• [PROBLEM TO WORK ON]: Find each line below containing the word "String" and copy it.

■ ■ ■ ■

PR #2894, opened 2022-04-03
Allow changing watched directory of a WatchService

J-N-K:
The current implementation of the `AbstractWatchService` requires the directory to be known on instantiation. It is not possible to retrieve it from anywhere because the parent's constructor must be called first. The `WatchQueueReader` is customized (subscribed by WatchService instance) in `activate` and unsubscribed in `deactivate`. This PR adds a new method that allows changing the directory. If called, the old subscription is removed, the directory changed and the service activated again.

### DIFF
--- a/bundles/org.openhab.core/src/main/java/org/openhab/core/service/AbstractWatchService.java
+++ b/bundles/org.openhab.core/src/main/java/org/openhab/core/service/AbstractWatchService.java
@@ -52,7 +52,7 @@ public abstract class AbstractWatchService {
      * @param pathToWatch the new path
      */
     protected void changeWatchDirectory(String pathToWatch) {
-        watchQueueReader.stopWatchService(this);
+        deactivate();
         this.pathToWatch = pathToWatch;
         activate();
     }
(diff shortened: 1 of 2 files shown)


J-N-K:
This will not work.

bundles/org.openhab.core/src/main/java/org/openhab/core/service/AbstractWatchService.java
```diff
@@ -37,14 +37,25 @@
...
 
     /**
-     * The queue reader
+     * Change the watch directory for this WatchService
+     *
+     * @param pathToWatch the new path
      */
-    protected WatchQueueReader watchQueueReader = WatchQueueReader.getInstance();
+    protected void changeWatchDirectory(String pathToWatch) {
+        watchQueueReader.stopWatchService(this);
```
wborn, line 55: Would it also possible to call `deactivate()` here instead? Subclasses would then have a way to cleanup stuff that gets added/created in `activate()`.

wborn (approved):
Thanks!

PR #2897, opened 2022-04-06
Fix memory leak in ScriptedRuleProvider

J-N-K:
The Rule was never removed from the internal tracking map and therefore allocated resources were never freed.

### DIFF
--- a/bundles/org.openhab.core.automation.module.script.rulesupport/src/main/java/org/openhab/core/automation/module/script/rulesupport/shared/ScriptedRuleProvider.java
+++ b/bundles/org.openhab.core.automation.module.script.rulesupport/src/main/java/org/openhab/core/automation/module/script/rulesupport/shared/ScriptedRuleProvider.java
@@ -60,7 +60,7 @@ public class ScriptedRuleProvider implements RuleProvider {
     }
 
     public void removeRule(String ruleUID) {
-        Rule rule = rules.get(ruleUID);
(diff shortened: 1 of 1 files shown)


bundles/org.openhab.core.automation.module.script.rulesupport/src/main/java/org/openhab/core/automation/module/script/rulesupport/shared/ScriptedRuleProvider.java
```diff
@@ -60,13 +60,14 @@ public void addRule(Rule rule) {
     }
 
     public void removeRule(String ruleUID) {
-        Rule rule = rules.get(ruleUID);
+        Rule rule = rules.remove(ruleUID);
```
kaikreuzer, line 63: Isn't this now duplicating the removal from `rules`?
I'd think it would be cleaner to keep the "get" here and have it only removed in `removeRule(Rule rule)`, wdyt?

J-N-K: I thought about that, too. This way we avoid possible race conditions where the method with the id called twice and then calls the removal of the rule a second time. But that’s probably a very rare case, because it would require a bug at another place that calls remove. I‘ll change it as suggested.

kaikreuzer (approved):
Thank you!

■ ■ ■ ■

• [SOLUTION TO THE EXERCISE]:
     protected void changeWatchDirectory(String pathToWatch) {
+    protected void changeWatchDirectory(String pathToWatch) {
     public void removeRule(String ruleUID) {
     public void removeRule(String ruleUID) {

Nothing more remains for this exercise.